Jorge Alday, director of STOP at Vital Strategies, called the Zambian push “textbook sabotage.” “If this bill weakens because of BAT’s fingerprints, lives hang in the balance—smokers who could quit, kids who never start.” He pointed to parallels: Kenya’s nicotine pouch warnings gutted after BAT lobbying in 2024; Malawi’s fields romanticized in ads despite child labor scandals.
Zambia’s tobacco heartland tells a grim story. In Chipata’s dusty barns, farmers like those photographed by the Tobacco Board of Zambia haggle over dried leaves, unaware their crop fuels 1.3 million global child laborers, per ILO estimates. Exports hit $100 million last year, but health costs dwarf gains: $200 million annually in treatment, lost productivity, and grief.
Chimbala, whose campaigns have rallied youth against Big Tobacco, sees the letter circulating among ministries as a flashpoint. “It’s copied to trade, health, finance—everywhere. Civil society is mobilizing.” Protests loom if concessions emerge, he warned, invoking successes like Australia’s plain packaging, which slashed youth uptake without bankrupting firms.
BAT Zambia’s spokesperson defended the overture as “legitimate participation” under local laws. “We’re not anti-regulation,” they insisted. “We protect youth access and push progressive rules balancing health, rights, and market realities—like illicit trade, now 30% of sales here.” The firm touted harm-reduction pivots, like nicotine pouches, but critics note these often lure non-smokers.
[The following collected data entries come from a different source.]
PR #106, opened 2020-07-25
Refactor YAML loading into `YamlSource` class

sampsyo:
This is the first step of #96 and @beasteers's approach to lazy source loading. (As a quick recap, that idea is to refactor laziness into the *source* instead of the *configuration* object, which is both cleaner and enables mixing-and-matching of lazy and eager sources within the same config.)

This step just consists of an innocuous but nice refactoring to use a `YamlSource` class to encapsulate the vagaries of loading configuration data from a file. The next step would be to introduce a lazy option here: either a `lazy` parameter to the `YamlSource` constructor or a separate `LazyYamlSource` class (or similar).

### DIFF
--- a/confuse/sources.py
+++ b/confuse/sources.py
@@ -51,6 +51,7 @@ class YamlSource(ConfigSource):
         file does not exist---instead, the source will be silently
         empty.
         """
+        filename = os.path.abspath(filename)
         if optional and not os.path.isfile(filename):
             value = {}
         else:
--- a/confuse/sources.py
+++ b/confuse/sources.py
@@ -4,8 +4,6 @@ from .util import BASESTRING
 from . import yaml_util
 import os
 
-__all__ = ['ConfigSource']
-
 
 class ConfigSource(dict):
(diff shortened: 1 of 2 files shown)


confuse/sources.py
```diff
@@ -36,3 +36,24 @@ def of(cls, value):
...
+        May raise a `ConfigReadError`. However, if `optional` is
+        enabled, this exception will not be raised in the case when the
+        file does not exist---instead, the source will be silently
+        empty.
+        """
+        filename = os.path.abspath(filename)
+        if optional and not os.path.isfile(filename):
+            value = {}
+        else:
+            value = yaml_util.load_yaml(filename, loader=loader) or {}
```
beasteers, line 58: This should be in its own load method so it can be called later.

beasteers:
Sorry I'm not sure how I missed this. It looks good, but it's very bare bones so I'm just assuming that the plan is to add more in future PRs.

So I think it LGTM and we should move on to moving laziness into sources!

PR #111, opened 2020-09-03
Add Auto-Generated API Docs

alexdlaird:
This library is great, and even better ya'll have documented the code well. But good documentation shouldn't require digging, and we're already 90% of the way there using Sphinx and ReadTheDocs, so auto-generated the API docs as well.

Speaking from experience, this would help tremendously to bridge the gap between functionality and the limited documentation that is available until more thorough, custom documentation can be built out. Another added bonus is that, with auto-generated API docs (even if you don't want to link to it), other Sphinx projects can natively link to your source documentation (so maybe my motivations here are a little selfish as well).

### DIFF
--- a/docs/api.rst
+++ b/docs/api.rst
@@ -1,0 +1,53 @@
+=================
+API Documentation
+=================
+
+This part of the documentation covers the interfaces used to develop with :code:`confuse`.
+
+Core
+----
+
+.. automodule:: confuse.core
+    :members:
+    :private-members:
+    :show-inheritance:
+
+Exceptions
+----------
+
+.. automodule:: confuse.exceptions
+    :members:
+    :private-members:
+    :show-inheritance:
+
+Sources
+-------
+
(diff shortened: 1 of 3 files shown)


sampsyo:
Yay; this is awesome!! Thank you for getting this started. I've always been meaning to bootstrap the autodoc thing for this library but never got around to it. :smiley: Wahoo!

alexdlaird:
image

alexdlaird:
Hmm, it worked locally when I built it, but it appears to have hijacked your sidebar TOC, and also [the generated API docs in the deployed code](https://confuse.readthedocs.io/en/latest/api.html) are blank :(.

I'm happy to look in to this further tomorrow or over the weekend.

alexdlaird:
Issue referenced above is fixed in PR #112, I'll circle back to re-adding the newly generated API docs to the TOC at a later date.

PR #112, opened 2020-09-04
Fix API Doc Generation

alexdlaird:
By adding the link to the generated API docs in the last PR, it seems we broke the Table of Contents. Moreover, the API docs weren't generating.

This PR reverts the TOC to its original state, meaning it does not try to reference the newly generated API docs. It also fixes the API doc generation (your `conf.py` was pretty outdated, and you were missing a `requirements.txt`, which is why it worked locally but not on deploy).

I'll add a future PR to re-add the TOC changes and sort that out, but for now at least this gives anyone trying to reference your API docs (me!) the sourced indexes necessary to do that while not otherwise changing or breaking the rest of the docs.

Proof of the fix: https://tmp-confuse.readthedocs.io/en/latest/api.html

### DIFF
--- a/.gitignore
+++ b/.gitignore
@@ -5,6 +5,7 @@
 
 __pycache__/
 *.py[cod]
+_build/
 build/
 dist/
 docs/_build/
--- a/docs/conf.py
+++ b/docs/conf.py
@@ -1,10 +1,14 @@
-from __future__ import division, absolute_import, print_function
+import os
+import sys
+
+sys.path.insert(0, os.path.abspath(".."))
 
 extensions = [
     'sphinx.ext.autodoc',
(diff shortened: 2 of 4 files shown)


sampsyo:
Nice; thanks for tracking this down. Perhaps the right thing to do next for the TOC is to add a new top-level `index.rst` that references two documents with actual content: the current introduction and the new API docs page.

alexdlaird:
Yah, that's probably the right solution. That would also fix the "bug" where your TOC always starts collapsed—this apparently is a bug that only manifests on single-page ReadTheDocs sites, so moving things around would help things be easier to navigate as well. I just didn't do that up front cuz it was more of a structural change and wasn't sure how you'd want to approach it.

PR #2692, opened 2017-09-17
mbcollection: Add support from removing albums.

djl:
Add a new ``mbcollection.remove`` configuration option (default: None) and a new ``-r`` (``--remove``) flag which removes albums from collections that are no longer present in the beets database.

The ``-r`` flag takes precedence over the ``remove`` configuration option.


sampsyo:
:tada: Thanks again!

PR #2696, opened 2017-09-22
Update GStreamer installation instructions for Mac OS X.

Sjlver:
The GStreamer base plugins are required to run bpd; if they are not installed, bpd quits with

> error: Could not create playbin

This commit also deletes an unused link from the documentation.


sampsyo:
Looks great; thank you! Since we’re already installing two packages with one command, why don’t we just do all three at once? Would you mind combining those two `brew` commands into one?

Sjlver:
Done.

sampsyo:
:tada: Thank you! (And sorry for the noise; I fat-fingered it on my phone.)

PR #2702, opened 2017-09-26
[Play plugin]Respect relative paths when using albums

j000:
Now relative_to setting in play plugin is respected when searching by albums.

Small tweak, but my mpd likes it a lot :)


nathdwek:
This seems pretty straightforward, thank you!
Could you please make sure your code respects pep8? apparently there are some trailing white spaces.

sampsyo:
Many thanks to both of you! :sparkles: :fish: I know it’s tiny, but any chance we could get a short changlog entry?

PR #2712, opened 2017-10-15
Use multiprocessing to do parallel uploads of music to google-music

orf:
This improves the speed of uploads to google music. Currently it uploads sequentially, with this it will upload in parallel (depending on the number of cores).

We batch the files together because the google-music library can batch-detect songs that have already been uploaded, so it makes sense to do sequential uploads of 25 files.

### DIFF
--- a/beetsplug/gmusic.py
+++ b/beetsplug/gmusic.py
@@ -26,18 +26,19 @@ from gmusicapi import Musicmanager, Mobileclient
 from gmusicapi.exceptions import NotLoggedIn
 import gmusicapi.clients
 import multiprocessing
-
-# Global Musicmanager instance, used with multiprocessing pool upload
-_music_manager = None
+from multiprocessing.pool import ThreadPool
 
 
 class Gmusic(BeetsPlugin):
+    # Per-process Musicmanager instance, used with multiprocessing pool upload
+    _music_manager = None
+
     def __init__(self):
         super(Gmusic, self).__init__()
 
         self.m = self.create_music_manager()
         self.config.add({
-            'processes': multiprocessing.cpu_count()
+            'processes': str(multiprocessing.cpu_count())
         })
 
     def commands(self):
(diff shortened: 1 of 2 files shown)


beetsplug/gmusic.py
```diff
@@ -59,7 +58,9 @@ def upload(self, lib, opts, args):
         items = lib.items(ui.decargs(args))
         files = [x.path.decode('utf-8') for x in items]
         ui.print_(u'Uploading your files...')
-        self.m.upload(filepaths=files)
+        pool = multiprocessing.Pool(initializer=self._pool_init)
+        chunks = [tuple(files[i:i + 25]) for i in range(0, len(files), 25)]
```
jackwilsdon: It would be nice to have the chunk size configurable by the user in their `config.yaml` file.

orf: We could, but there isn't much value in changing it to be honest.

 Configuring the number of processes in the pool night be worth it though.

jackwilsdon: Yeah, that sounds like it would be useful.

orf:
I added a `processes` config option 👍

sampsyo:
Awesome; thank you! :sparkles: This seems really useful.

I have a couple of questions about the implementation:

* Did you try using threads instead of processes? That can work either with [multiprocessing.pool.ThreadPool](https://stackoverflow.com/a/3386632/39182) or using [the futures library](https://stackoverflow.com/a/11529742/39182). The reason I ask is that I suspect the Google Music API call for uploading probably releases the GIL—i.e., it spend most of its time doing socket IO.
* Using threads might make it unnecessary to use a global for the `_music_manager`, but barring that, is it possible to make that a class variable for clarity?
* It looks like our style checker is complaining about one line that's a little too long: https://travis-ci.org/beetbox/beets/jobs/288314583

orf:
I tried threads, but I found that beets became unresponsive to `ctrl+c`. With multiprocessing it worked fine.

I can make it a class variable and fix the failing line 👍

orf:
Using a threadpool is a much better solution, I'm running into https://github.com/simon-weber/gmusicapi/issues/543 and I don't have time to fix this (I've also moved away from google-music anyway!). If anyone else wants to pick this up please do.

sampsyo:
Awesome; thanks!! That issue in the library does look troublesome. We'll look into it.

jtpavlock:
Closing since @orf no longer intends to work on this. If anyone else would like to continue the work, feel free to open a new PR.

Broader forces amplify the irony. The UK, BAT’s home, champions global tobacco treaties while exporting lax oversight abroad. A 2018 Guardian probe dubbed it “hypocrisy on steroids.” Today, with Labour’s health push stalling flavored vape bans amid youth vaping surges, questions swirl: Will Westminster pressure Lusaka, or call out its golden goose?
In Africa, the stakes are existential.
By 2030, tobacco could kill 10 million yearly continent-wide, per WHO, as populations boom and Western markets tighten. Zambia’s bill, if intact, could model resistance—banning ads near schools, hiking taxes 50%, and funding quit lines.
Yet shadows linger. Industry cash flows to MPs; “consultants” whisper in ears. Chimbala urges donors like the Bloomberg Initiative to arm watchdogs. “Legislation doesn’t kill companies—it saves people. BAT survives bans in London; why not here?”
As parliament debates, one image haunts: sacks of tobacco in Chipata, golden harvest for some, poison for generations. For Zambians, the fight is literal life—or a slow, corporate-fueled death.